(Saved data entries)
----------------------------------------

PR #10600, opened 2023-11-18
Fix action building for .NET 8

Gauvino:
Switch docker building from CentOS 7 to 8 because of depracted package:
chrome_cb8dmNGMFw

----------------------------------------

- [TASK] Each line above is to be reproduced exactly. Leave none out.

- [YOUR SOLUTION]
PR #10600, opened 2023-11-18
Fix action building for .NET 8

Gauvino:
Switch docker building from CentOS 7 to 8 because of depracted package:
chrome_cb8dmNGMFw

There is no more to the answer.